[[ Material provided open ]]

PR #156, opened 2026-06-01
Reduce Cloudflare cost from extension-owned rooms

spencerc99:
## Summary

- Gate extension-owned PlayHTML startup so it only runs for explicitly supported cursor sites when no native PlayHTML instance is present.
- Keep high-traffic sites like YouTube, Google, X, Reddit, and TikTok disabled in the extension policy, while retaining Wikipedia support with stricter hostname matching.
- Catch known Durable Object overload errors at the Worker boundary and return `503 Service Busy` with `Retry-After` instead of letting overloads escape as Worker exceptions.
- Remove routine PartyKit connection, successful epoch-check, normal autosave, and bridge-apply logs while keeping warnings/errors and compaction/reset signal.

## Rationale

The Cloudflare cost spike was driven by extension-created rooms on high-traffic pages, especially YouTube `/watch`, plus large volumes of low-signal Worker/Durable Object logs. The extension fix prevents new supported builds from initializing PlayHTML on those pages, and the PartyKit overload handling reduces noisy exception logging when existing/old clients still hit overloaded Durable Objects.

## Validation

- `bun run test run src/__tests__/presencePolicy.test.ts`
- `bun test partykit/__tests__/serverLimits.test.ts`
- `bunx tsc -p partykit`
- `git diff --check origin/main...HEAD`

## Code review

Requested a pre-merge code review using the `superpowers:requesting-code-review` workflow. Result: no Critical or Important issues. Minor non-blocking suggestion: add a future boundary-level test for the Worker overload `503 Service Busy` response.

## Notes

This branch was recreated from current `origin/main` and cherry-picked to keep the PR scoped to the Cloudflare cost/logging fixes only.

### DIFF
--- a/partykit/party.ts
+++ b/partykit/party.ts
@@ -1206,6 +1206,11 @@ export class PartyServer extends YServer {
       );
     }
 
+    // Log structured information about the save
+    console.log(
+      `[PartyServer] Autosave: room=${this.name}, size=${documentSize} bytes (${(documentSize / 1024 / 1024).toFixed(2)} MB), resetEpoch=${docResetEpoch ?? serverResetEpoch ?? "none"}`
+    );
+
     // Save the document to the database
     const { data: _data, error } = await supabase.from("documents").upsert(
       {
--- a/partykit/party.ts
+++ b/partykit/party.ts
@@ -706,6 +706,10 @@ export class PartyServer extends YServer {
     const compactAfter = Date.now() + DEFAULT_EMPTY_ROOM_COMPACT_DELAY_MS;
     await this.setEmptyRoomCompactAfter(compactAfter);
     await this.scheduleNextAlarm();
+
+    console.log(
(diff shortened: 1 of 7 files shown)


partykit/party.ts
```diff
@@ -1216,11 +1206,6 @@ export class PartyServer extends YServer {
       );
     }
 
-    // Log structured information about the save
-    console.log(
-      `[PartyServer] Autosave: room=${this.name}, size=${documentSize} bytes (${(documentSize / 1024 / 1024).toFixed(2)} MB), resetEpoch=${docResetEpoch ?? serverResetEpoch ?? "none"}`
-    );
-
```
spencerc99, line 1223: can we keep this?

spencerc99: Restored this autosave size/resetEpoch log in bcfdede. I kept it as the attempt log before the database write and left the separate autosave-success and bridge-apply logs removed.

[[ Material provided closed ]]
[[ Material provided open ]]

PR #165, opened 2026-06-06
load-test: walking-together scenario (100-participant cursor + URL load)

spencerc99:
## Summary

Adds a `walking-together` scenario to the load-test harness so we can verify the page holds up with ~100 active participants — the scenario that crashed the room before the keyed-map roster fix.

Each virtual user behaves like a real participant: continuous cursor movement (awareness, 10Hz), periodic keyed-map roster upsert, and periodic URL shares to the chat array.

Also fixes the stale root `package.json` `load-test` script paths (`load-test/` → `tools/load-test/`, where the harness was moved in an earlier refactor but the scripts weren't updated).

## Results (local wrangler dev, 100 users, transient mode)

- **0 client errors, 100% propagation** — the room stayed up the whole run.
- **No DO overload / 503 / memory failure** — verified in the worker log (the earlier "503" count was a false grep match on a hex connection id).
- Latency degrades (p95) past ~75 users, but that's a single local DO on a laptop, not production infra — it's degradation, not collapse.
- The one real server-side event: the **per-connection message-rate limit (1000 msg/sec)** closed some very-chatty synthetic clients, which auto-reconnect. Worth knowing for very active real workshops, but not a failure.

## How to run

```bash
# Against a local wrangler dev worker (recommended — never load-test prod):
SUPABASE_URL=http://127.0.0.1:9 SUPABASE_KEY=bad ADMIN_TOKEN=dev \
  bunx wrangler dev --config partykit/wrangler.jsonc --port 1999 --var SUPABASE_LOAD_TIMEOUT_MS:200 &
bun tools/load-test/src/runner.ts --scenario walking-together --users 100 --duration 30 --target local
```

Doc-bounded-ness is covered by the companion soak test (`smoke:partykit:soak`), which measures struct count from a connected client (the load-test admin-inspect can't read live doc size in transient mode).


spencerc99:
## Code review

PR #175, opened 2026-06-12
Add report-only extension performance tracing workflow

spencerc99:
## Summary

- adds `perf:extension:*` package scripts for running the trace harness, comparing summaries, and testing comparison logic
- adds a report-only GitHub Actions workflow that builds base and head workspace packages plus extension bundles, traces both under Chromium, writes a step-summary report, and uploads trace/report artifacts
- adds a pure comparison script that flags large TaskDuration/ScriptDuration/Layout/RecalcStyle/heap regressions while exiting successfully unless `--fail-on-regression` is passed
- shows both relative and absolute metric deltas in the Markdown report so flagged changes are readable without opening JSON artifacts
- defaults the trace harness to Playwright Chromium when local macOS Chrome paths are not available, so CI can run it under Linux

[[ Material provided closed ]]
[[ Material provided open ]]

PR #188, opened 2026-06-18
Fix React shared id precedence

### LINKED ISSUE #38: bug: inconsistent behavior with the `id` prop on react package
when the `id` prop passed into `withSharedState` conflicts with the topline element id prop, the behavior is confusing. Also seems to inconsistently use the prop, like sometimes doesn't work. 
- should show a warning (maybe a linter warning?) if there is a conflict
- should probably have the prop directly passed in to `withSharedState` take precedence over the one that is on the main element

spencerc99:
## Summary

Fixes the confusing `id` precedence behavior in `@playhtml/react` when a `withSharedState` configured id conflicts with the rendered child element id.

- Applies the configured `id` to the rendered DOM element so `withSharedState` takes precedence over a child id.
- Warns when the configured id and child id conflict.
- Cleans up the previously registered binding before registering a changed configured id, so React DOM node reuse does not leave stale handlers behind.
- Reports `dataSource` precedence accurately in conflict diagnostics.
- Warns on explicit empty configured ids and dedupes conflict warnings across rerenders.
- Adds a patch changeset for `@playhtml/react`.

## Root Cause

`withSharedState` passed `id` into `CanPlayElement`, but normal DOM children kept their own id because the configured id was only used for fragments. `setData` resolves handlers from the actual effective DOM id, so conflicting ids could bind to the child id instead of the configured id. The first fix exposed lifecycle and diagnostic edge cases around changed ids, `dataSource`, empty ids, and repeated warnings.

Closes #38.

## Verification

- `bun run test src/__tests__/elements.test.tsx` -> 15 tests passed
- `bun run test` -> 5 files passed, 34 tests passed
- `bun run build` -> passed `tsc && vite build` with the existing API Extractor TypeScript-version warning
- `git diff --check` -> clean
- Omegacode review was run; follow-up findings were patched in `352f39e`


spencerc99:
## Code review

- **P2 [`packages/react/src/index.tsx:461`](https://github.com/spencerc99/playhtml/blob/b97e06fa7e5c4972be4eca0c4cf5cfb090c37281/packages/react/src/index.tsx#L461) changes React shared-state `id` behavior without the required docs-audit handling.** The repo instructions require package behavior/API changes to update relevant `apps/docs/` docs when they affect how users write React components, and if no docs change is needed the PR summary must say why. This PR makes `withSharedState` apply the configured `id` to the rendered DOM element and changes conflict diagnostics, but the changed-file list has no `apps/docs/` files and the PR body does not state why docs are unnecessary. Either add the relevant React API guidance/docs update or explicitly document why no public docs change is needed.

[[ Material provided closed ]]

Here the output must be the lines above from the line with "- Gate extension-owned" to the line with "## Rationale", both included, duplicated word for word and nothing else.

• _Answer_
- Gate extension-owned PlayHTML startup so it only runs for explicitly supported cursor sites when no native PlayHTML instance is present.
- Keep high-traffic sites like YouTube, Google, X, Reddit, and TikTok disabled in the extension policy, while retaining Wikipedia support with stricter hostname matching.
- Catch known Durable Object overload errors at the Worker boundary and return `503 Service Busy` with `Retry-After` instead of letting overloads escape as Worker exceptions.
- Remove routine PartyKit connection, successful epoch-check, normal autosave, and bridge-apply logs while keeping warnings/errors and compaction/reset signal.

## Rationale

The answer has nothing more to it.